Israelis, Palestinians try to salvage peace talks
The meeting came as US Secretary of State John Kerry scrambled to rescue negotiations he kick-started in July
By : DC Correspondent
Update: 2014-04-07 15:32 GMT
Jerusalem: Israeli and Palestinian negotiators were to meet again on Monday in a fresh effort to salvage the teetering US-brokered peace talks, US and Palestinian officials said.
The meeting came as US Secretary of State John Kerry scrambled to rescue negotiations he kick-started in July, and a week after a fresh impasse saw both sides renege on commitments they made nine months ago.
But the top US diplomat warned there are "limits" to the time and energy Washington could inject into a process which appears to have made no progress amid bitter recriminations and moves Washington has described as "unhelpful".
"Israeli and Palestinian negotiators met last night to discuss ways to overcome the crisis in the talks," a US official said on Monday.
"The meeting was serious and constructive, and both sides requested that the United States convene another meeting today to continue the effort."
A Palestinian official confirmed to AFP that a meeting was scheduled, but neither side gave a time or location.
Accompanied by US envoy Martin Indyk, the two sides met on Sunday evening, but Palestinian sources told AFP that the session ended without any breakthrough and an Israeli official was quoted by local media as saying the process was on the edge of collapse.
Israel's parliament was also meeting in special session on Monday during its spring recess, for a debate on the peace negotiations, called by opposition MPs critical of the government's handling of the talks.
"This is a government of failure, it is a government that does not give hope but only depression," Labour party leader Isaac Herzog told the almost empty house.
- 'No communication between them' -
But he allocated blame both to Israeli Prime Minister Benjamin Netanyahu and Palestinian president Mahmud Abbas, referring to him by the name by which he is familiarly known among Palestinians.
"There is not even minimal dialogue between Abu Mazen and Netanyahu. There is no communication between them," he said.

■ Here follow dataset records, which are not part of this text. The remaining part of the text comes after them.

PR #318, opened 2019-05-07
parser: add support for `ALTER DATABASE` syntax

bb7133:
Add support for `ALTER DATABASE` syntax

Related issue: https://github.com/pingcap/tidb/issues/4641

Modified parser.y

### Check List 

Tests 

 - Unit test
 - Integration test

Code changes

Side effects

Related changes


ast/ddl.go
```diff
@@ -118,6 +118,42 @@ func (n *CreateDatabaseStmt) Accept(v Visitor) (Node, bool) {
...
+	ctx.WriteKeyWord("ALTER DATABASE")
+	if n.Name != "" {
+		ctx.WritePlain(" ")
+		ctx.WriteName(n.Name)
+	}
+	for _, option := range n.Options {
+		ctx.WritePlain(" ")
+		err := option.Restore(ctx)
+		if err != nil {
+			return errors.Trace(err)
```
kennytm: We typically use `errors.Annotate()` here

parser_test.go
```diff
@@ -1844,7 +1844,38 @@ func (s *testParserSuite) TestDDL(c *C) {
...
+		{"ALTER DATABASE DEFAULT CHARSET = 'utf8mb4' COLLATE = 'utf8_bin'", true, "ALTER DATABASE CHARACTER SET = utf8mb4 COLLATE = utf8_bin"},
+		{
+			"ALTER DATABASE DEFAULT CHARSET = 'utf8mb4' DEFAULT COLLATE = 'utf8mb4_general_ci' CHARACTER SET = 'utf8' COLLATE = 'utf8mb4_bin'",
+			true,
+			"ALTER DATABASE CHARACTER SET = utf8mb4 COLLATE = utf8mb4_general_ci CHARACTER SET = utf8 COLLATE = utf8mb4_bin",
+		},
+
+		{"ALTER TABLE ADD COLUMN (a SMALLINT UNSIGNED)", false, ""},
+		{"ALTER TABLE t ADD COLUMN (a SMALLINT UNSIGNED, b varchar(255))", true, "ALTER TABLE `t` ADD COLUMN (`a` SMALLINT UNSIGNED, `b` VARCHAR(255))"},
+		{"ALTER TABLE t ADD COLUMN (a SMALLINT UNSIGNED FIRST)", false, ""},
```
kennytm: These three seems irrelevant and duplicating the tests below.

ast/ddl.go
bb7133: addressed, thanks

parser_test.go
bb7133: done

bb7133:
PTAL @kennytm , thank you!

parser.y
```diff
@@ -606,7 +606,8 @@ import (
 
 %type	<statement>
 	AdminStmt			"Check table statement or show ddl statement"
-	AlterTableStmt			"Alter table statement"
+	AlterDatabaseStmt		"Alter table statement"
+	AlterTableStmt			"Alter database statement"
```
kennytm: These two are flipped.

parser.y
```diff
@@ -2036,6 +2040,36 @@ IndexColNameList:
...
+ *
+ *  ALTER {DATABASE | SCHEMA} [db_name]
+ *   alter_specification ...
+ *
+ *  alter_specification:
+ *   [DEFAULT] CHARACTER SET [=] charset_name
+ * | [DEFAULT] COLLATE [=] collation_name
+ *******************************************************************************************/
+ AlterDatabaseStmt:
+	"ALTER" DatabaseSym DBNameOpt DatabaseOptionListOpt
```
kennytm: I think it's better to split into two rules rather than passing an `[]interface{}`:

```
    "ALTER" DatabaseSym DBName DatabaseOptionList
|   "ALTER" DatabaseSym DatabaseOptionList
```

BTW why use a `DatabaseOptionListOpt` and then check `len(opts) == 0` instead of using `DatabaseOptionList`?

parser.y
bb7133: Yep... you are so careful

parser.y
```diff
@@ -3237,7 +3270,7 @@ Identifier:
 identifier | UnReservedKeyword | NotKeywordToken | TiDBKeyword
 
 UnReservedKeyword:
- "ACTION" | "ASCII" | "AUTO_INCREMENT" | "AFTER" | "ALWAYS" | "AVG" | "BEGIN" | "BIT" | "BOOL" | "BOOLEAN" | "BTREE" | "BYTE" | "CLEANUP" | "CHARSET"
+ "ACTION" | "ASCII" | "AUTO_INCREMENT" | "AFTER" | "ALWAYS" | "AVG" | "BEGIN" | "BIT" | "BOOL" | "BOOLEAN" | "BTREE" | "BYTE" | "CLEANUP" | "CHARSET" %prec charsetKwd
```
zimulala: Do we need to care about `"CHARACTER" "SET"`? I am not very clear about this.

winkyao: why we use `%prec` here?

bb7133: > Do we need to care about `"CHARACTER" "SET"`? I am not very clear about this.

@zimulala  The reason is `CHARACTER` is a reserved token but `CHARSET` is unreserved. For example, 

```
mysql> create database charset;
Query OK, 1 row affected

mysql> create database character;
(1064, "You have an error in your SQL syntax; check the manual that corresponds to your MySQL server version for the right syntax to use near 'character' at line 1")
```

bb7133: > why we use `%prec` here?

@zimulala @winkyao the reason is `CHARSET` is an unreserved keyword. There's a shift/reduce conflict when parsing `AlterDatabseStmt CHARSET`, YACC need to decide if charset is treated as `CHARACTER SET` keyword, or the database name.

BTW, this precedence leads to the following parsing result:

```
mysql> alter database charset=utf8;
(1064, "You have an error in your SQL syntax; check the manual that corresponds to your MySQL server version for the right syntax to use near '=utf8' at line 1")

mysql> alter database character set=utf8;
Query OK, 1 row affected
```
And it is consistent with MySQL parser.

"They have been blaming one another since the day the negotiations started and they don't meet and don't talk."
Netanyahu on Sunday threatened to retaliate if the Palestinians proceed with applications they lodged with the UN last week to sign up to 15 international treaties.
"Any unilateral moves they take will be answered by unilateral moves at our end," the premier said.
But Palestinian political analyst Samir Awad, of Birzeit University in the West Bank, said that it was an empty threat.
"In my opinion Israel can do nothing," he told AFP. "Israel has no convincing argument."
Kerry warned Friday there were "limits" to the time and energy Washington could devote to the talks, as his appeals to both sides to step back from the brink were ignored.
Abbas rejected Kerry's plea to withdraw the treaty applications, and Netanyahu rejected US appeals to refrain from tit-for-tat moves, instead asking for a range of retaliatory options.
However, commentator Tal Harris wrote in Monday's Jerusalem Post that the peace process was still alive.
"Although it might smell funny, it isn't dead yet," said Harris, of the Israeli-Palestinian dialogue movement One Voice.
"Kerry must reveal some of the progress that was made so far, and Netanyahu and Abbas need to engage in the process more directly," he said.
"The diplomatic process sometimes feels irrelevant to the lives of ordinary citizens on the ground."